The Power of Ensemble Methods in Machine Learning

Original article was published on Artificial Intelligence on Medium

Bagging

Bagging means aggregating the predictions of several weak learners. We can think of it combining weak learners in parallel. The average of the predictions of several weak learners is used as the overall prediction. The most common algoritm that uses bagging method is random forests.

The base estimator of random forests is decision tree which partitions data by iteratively asking questions. Random forests are built by combining several decision trees with bagging method. If used for a classification problem, the overall prediction is based on majority vote of the results received from each decision tree. For regression, the prediction of a leaf node is the mean value of the target values in that leaf. Random forest regression takes mean value of the results from decision trees.

The success of a random forest highly depends on using uncorrelated decision trees. If we use same or very similar trees, overall result will not be much different than the result of a single decision tree. Random forests achieve to have uncorrelated decision trees by bootstrapping and feature randomness.

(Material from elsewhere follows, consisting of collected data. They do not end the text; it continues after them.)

Issue #14561, opened 2016-10-31
Helper is resolved instead of property


ro0gr:
When I use a property with the name equal to a helper name then helper wins and gets rendered.
It happens even if the property name is camelCased and helper name is dash-erized(surprise for me). 

Reproduction: https://ember-twiddle.com/3ad62a907c9de66dd0678e99fab6ae49?openFiles=templates.application.hbs%2C

This reproduction is based on ember@2.8. If you switch app to ember@1.13 it works as expected(property wins).

I couldn't find related issue in this issue tracker but this pull request  https://github.com/tildeio/glimmer/pull/335 looks related.

rwjblue:
https://github.com/tildeio/glimmer/pull/335 is a bit different than this twiddle, it is talking about block params (not properties on the template context).  

I believe that helpers winning has always been true actually (see your demo [twiddle with dasherized name in 1.13](https://ember-twiddle.com/9e146f4bffa8b3e36b6a28f6ecbc1300?openFiles=twiddle.json%2C)), and was an intentional design decision.

The fact that `{{appName}}` looks up a helper named `app-name` is a separate issue, and I suspect the ember-cli resolver's `normalize` function is doing this...

ro0gr:
Thank you for clarifications and explanatory example @rwjblue.

At this point it's still not very clear to me why does property try to be resolved via resolver while it's just a plain javascript value in the parent scope? 

I mean: 
> ember-cli resolver's normalize function is doing this

this line makes me a little bit unsure... Is this also an intentional decision?

I understand my question is out of current issue scope. Anyway I would like to understand if I need to fill another issue and which one :smirk_cat:

ro0gr:
Looks like I finally found something relates https://github.com/emberjs/ember.js/issues/13404 but not about dasherizing of camelCased props.

lukemelia:
I propose that we reopen this. The following twiddle shows how camelCase expressions resolve to dasherized helper names. This is surprising when you have a local camelCase property you are trying to render. 

https://ember-twiddle.com/54ad94b74246529c57286369273f410c?openFiles=templates.application.hbs%2Ctemplates.components.component-that-updates.hbs

You can switch this Twiddle to Ember 1.13.x to see that the property name was resolved as expected under 1.13.

lukemelia:
Somewhat related: https://github.com/ember-cli/ember-resolver/issues/108

lukemelia:
[...]

PR #14563, opened 2016-10-31
Add failing test for resolving props over helpers

ro0gr:
Provided an integration test for #14561


ro0gr:
Closing according to @rwjblue explanation: precedence of helpers over local properties is an intentional design decision.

Bootsrapping is randomly selecting samples from training data with replacement. They are called bootstrap samples. The following figure clearly explains this process:

Figure source

Feature randomness is achieved by selecting features randomly for each decision tree in a random forest. The number of features used for each tree in a random forest can be controlled with max_features parameter.

Feature randomness

Bootstrap samples and feature randomness provide the random forest model with uncorrelated trees.

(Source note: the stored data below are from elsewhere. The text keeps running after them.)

PR #14564, opened 2016-10-31
Sets _qpDelegate before running code which could trigger _qpChanged

rauhryan:
In scenarios where you are sharing query params across routes, let's say in a service. 

Transitioning between routes, if you've made a state change that would trigger _qpChanged to fire, the route will throw an exception 

```
TypeError: delegate is not a function
```

<details>
```
ember.debug.js:30007 TypeError: delegate is not a function
    at Class._qpChanged (https://cdnjs.cloudflare.com/ajax/libs/ember.js/2.1.2/ember.debug.js:23829:7)
    at Object.apply (https://cdnjs.cloudflare.com/ajax/libs/ember.js/2.1.2/ember.debug.js:21790:18)
    at Object.sendEvent (https://cdnjs.cloudflare.com/ajax/libs/ember.js/2.1.2/ember.debug.js:15616:28)
    at notifyObservers (https://cdnjs.cloudflare.com/ajax/libs/ember.js/2.1.2/ember.debug.js:19247:25)
    at propertyDidChange (https://cdnjs.cloudflare.com/ajax/libs/ember.js/2.1.2/ember.debug.js:19057:5)
    at Object.notify (https://cdnjs.cloudflare.com/ajax/libs/ember.js/2.1.2/ember.debug.js:13310:9)
    at chainsDidChange (https://cdnjs.cloudflare.com/ajax/libs/ember.js/2.1.2/ember.debug.js:19163:9)
    at Object.propertyDidChange (https://cdnjs.cloudflare.com/ajax/libs/ember.js/2.1.2/ember.debug.js:19056:5)
    at set (https://cdnjs.cloudflare.com/ajax/libs/ember.js/2.1.2/ember.debug.js:19495:38)
    at setPath (https://cdnjs.cloudflare.com/ajax/libs/ember.js/2.1.2/ember.debug.js:19534:12)
```
</details>

I've created a scaled down [twiddle](https://ember-twiddle.com/6eba729783b5b955ac13b9ce91b5b998) that you can reproduce the error in. 

An example of usage in the "real world", in HuBoard a side panel with filters in it. Those filters are synced to query params.  Our `index` route shows a task board, but if you transition over to the `milestones` route, we show a similar drag and drop board but we preserve your current filtered down subset of issues between the two routes. 

Kind of like in Trello does, if you add filters on your board and then your transition over to the "calendar" view your filters are still active.

### DIFF
--- a/packages/ember/tests/routing/query_params_test/shared_state_test.js
+++ b/packages/ember/tests/routing/query_params_test/shared_state_test.js
@@ -1,0 +1,76 @@
+import {
+  Controller,
+  Service
+} from 'ember-runtime';
+import Ember from 'ember';
+import { run } from 'ember-metal';
+import { jQuery } from 'ember-views';
+import { QueryParamTestCase, moduleFor } from 'internal-test-helpers';
+
+moduleFor('Query Params - shared service state', class extends QueryParamTestCase {
+
+  boot() {
+    this.setupApplication();
+    return this.visitApplication();
+  }
+
+  setupApplication() {
+    this.router.map(function() {
+      this.route('home', { path: '/' });
+      this.route('dashboard');
+    });
+
+    this.application.register('service:filters', Service.extend({
+      shared: true
+    }));
+
+    this.registerController('home', Controller.extend({
+      filters: Ember.inject.service()
+    }));
+
+    this.registerController('dashboard', Controller.extend({
+      filters: Ember.inject.service(),
+      queryParams: [
+        { 'filters.shared': 'shared' }
+      ]
+    }));
+
+    this.registerTemplate('application', `{{link-to 'Home' 'home' }} <div> {{outlet}} </div>`);
+    this.registerTemplate('home', `{{link-to 'Dashboard' 'dashboard' }}{{input type="checkbox" id='filters-checkbox' checked=(mut filters.shared) }}`);
+    this.registerTemplate('dashboard', `{{link-to 'Home' 'home' }}`);
+  }
+  visitApplication() {
+    return this.visit('/');
+  }
+
+  ['@test can modify shared state before transition'](assert) {
+    assert.expect(1);
+
+    return this.boot().then(() => {
+      this.$input = jQuery('#filters-checkbox');
+
+      // click the checkbox once to set filters.shared to false
+      run(this.$input, 'click');
+
+      return this.visit('/dashboard').then(() => {
+        assert.ok(true, 'expecting navigating to dashboard to succeed');
+      });
+    });
+  }
+
+  ['@test can modify shared state back to the default value before transition'](assert) {
+    assert.expect(1);
+
+    return this.boot().then(() => {
+      this.$input = jQuery('#filters-checkbox');
+
+      // click the checkbox twice to set filters.shared to false and back to true
+      run(this.$input, 'click');
+      run(this.$input, 'click');
+
+      return this.visit('/dashboard').then(() => {
+        assert.ok(true, 'expecting navigating to dashboard to succeed');
+      });
+    });
+  }
+});
--- a/packages/ember-routing/lib/system/route.js
+++ b/packages/ember-routing/lib/system/route.js
@@ -1316,6 +1316,9 @@ let Route = EmberObject.extend(ActionHandler, Evented, {
     let queryParams = get(this, '_qp');
 
     let states = queryParams.states;
+
+    controller._qpDelegate = states.allowOverrides;
+
     if (transition) {
       // Update the model dep values used to calculate cache keys.
       stashParamNames(this.router, transition.state.handlerInfos);
@@ -1336,8 +1339,6 @@ let Route = EmberObject.extend(ActionHandler, Evented, {
         }
       });
     }
-
-    controller._qpDelegate = states.allowOverrides;
 
     if (transition) {
       let qpValues = getQueryParamsFor(this, transition.state);


rauhryan:
For what it's worth, I have a dirty workaround for this that reopens the Route class to set the _qpDelegate and then runs `_super`

```
import Ember from 'ember';

function addQueryParamsObservers(controller, propNames) {
  propNames.forEach(function(prop) {
    controller.addObserver(prop + '.[]', controller, controller._qpChanged);
  });
}

let get = Ember.get;

export function initialize(container, application){
  Ember.Route.reopen({
    setup(context, transition) {
      var controller;

      var controllerName = this.controllerName || this.routeName;
      var definedController = this.controllerFor(controllerName, true);

      if (!definedController) {
        controller =  this.generateController(controllerName, context);
      } else {
        controller = definedController;
      }


      // Assign the route's controller so that it can more easily be
      // referenced in action handlers. Side effects. Side effects everywhere.
      if (!this.controller) {
        var propNames = get(this, '_qp.propertyNames');
        addQueryParamsObservers(controller, propNames);
        this.controller = controller;
      }

      let queryParams = get(this, '_qp');

      let states = queryParams.states;

      controller._qpDelegate = states.allowOverrides;

      return this._super(...arguments);
    }
  });
}

export default {
  name: 'punch-router',
  initialize: initialize
};
```

See for the full file here: https://github.com/huboard/huboard-web/blob/4c355ed530d1b8fd298037110bb922ff893ec83d/ember-app/app/initializers/punch-router.js

packages/ember/tests/routing/query_params_test/shared_state_test.js
```diff
@@ -0,0 +1,88 @@
...
+    });
+
+    this.application.register('service:filters', Service.extend({
+      shared: true
+    }));
+
+    this.registerController('home', Controller.extend({
+      filters: Ember.inject.service(),
+      queryParams: [
+        { 'filters.shared': 'shared' }
```
trentmwillis: Based on messing with the Twiddle, this shouldn't be needed. The requirements to reproduce seem to just be that the dependent property of a QP be modified prior to visiting the route of that QP.

So, I think we can simplify this reproduction by not having these query params

packages/ember/tests/routing/query_params_test/shared_state_test.js
```diff
@@ -0,0 +1,88 @@
...
+
+    this.registerTemplate('application', `{{link-to 'Home' 'home' }} <div> {{outlet}} </div>`);
+    this.registerTemplate('home', `{{link-to 'Dashboard' 'dashboard' }}{{input type="checkbox" id='filters-checkbox' checked=(mut filters.shared) }}`);
+    this.registerTemplate('dashboard', `{{link-to 'Home' 'home' }}`);
+  }
+  visitApplication() {
+    return this.visit('/');
+  }
+
+  ['@test should not fail if shared state is modified from default before transition']() {
```
trentmwillis: You can remove the `should not fail if` part of these test descriptions, it's implied.

packages/ember/tests/routing/query_params_test/shared_state_test.js
```diff
@@ -0,0 +1,88 @@
...
+    let assert = this.assert;
```
trentmwillis: You can/should just use the assert logic passed into the function (that still exists here even though we deviate from QUnit a bit).

packages/ember/tests/routing/query_params_test/shared_state_test.js
```diff
@@ -0,0 +1,88 @@
...
+    let done = assert.async();
```
trentmwillis: No need to use `done` when returning a Promise. QUnit will wait from the Promise to finish automatically.

packages/ember/tests/routing/query_params_test/shared_state_test.js
```diff
@@ -0,0 +1,88 @@
+import {
+  Controller,
+  Service
+} from 'ember-runtime';
+import Ember from 'ember';
+import { run } from 'ember-metal';
+import { jQuery } from 'ember-views';
+import { QueryParamTestCase, moduleFor } from 'internal-test-helpers';
+
+class SharedStateQPTestCase extends QueryParamTestCase {
```
trentmwillis: You can just define one class, instead of defining this one here only to extend it below.

trentmwillis (changes requested):
This seems reasonable to me. In messing with the Twiddle, I think the reproduction can be reduced further which is called out in one of my comments.

rwjblue:
@rauhryan - Ping! I'd love to get this landed into the beta branch (for an Ember 2.10 release), but we'll need the various cleanups mentioned by @trentmwillis before we can land it...

rauhryan:
I'm hoping to get this knocked out tomorrow or Wednesday. 

What's the deadline for the 2.10 beta? 

 - Ryan

rwjblue:
> What's the deadline for the 2.10 beta?

There will be another couple beta's. We will release one today/tomorrow then another one early next week.

rauhryan:
ping @rwjblue & @trentmwillis 

thanks for the feedback, I've just pushed changes to address your requested changes

packages/ember/tests/routing/query_params_test/shared_state_test.js
```diff
@@ -61,15 +54,11 @@ moduleFor('Query Params - shared service state', class extends SharedStateQPTest
...
-        done();
       });
     });
   }
 
-  ['@test should not fail if shared state is equal to the default value before transition']() {
-    let assert = this.assert;
-    let done = assert.async();
-
+  ['@test can modify shared state back to it the default value before transition'](assert) {
```
rwjblue: small typo here, I think it should be:

> can modify shared state back to the default value before transition

rwjblue (changes requested):
Looks great, thank you for working on this!

I left one small typo related comment that needs fixing, and needs to be sqaushed down into a single commit then we can land...

rauhryan:
Ok,

  - typo fixed
  - commit squashed

rwjblue (approved):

Hyperparemetes are key parts of learning algorithms which effect the performance and accuracy of a model. Two critical hyperparameters of random forests are max_depth and n_estimators.

max_depth: The maximum depth of a tree. Depth of a tree starts from 0 (i.e. the depth on root node is zero). If not specified, the model keeps splitting until all leaves are pure or until all leaves contain less than min_samples_split samples. Increasing the depth more than necessary creates the risk of overfitting.

n_estimators: Represents the number of trees in a forest. To a certain degree, as the number of trees in a forest increase, the result gets better. However, after some point, adding additional trees do not improve the model. Please keep in mind that adding additional trees always mean more time for computation.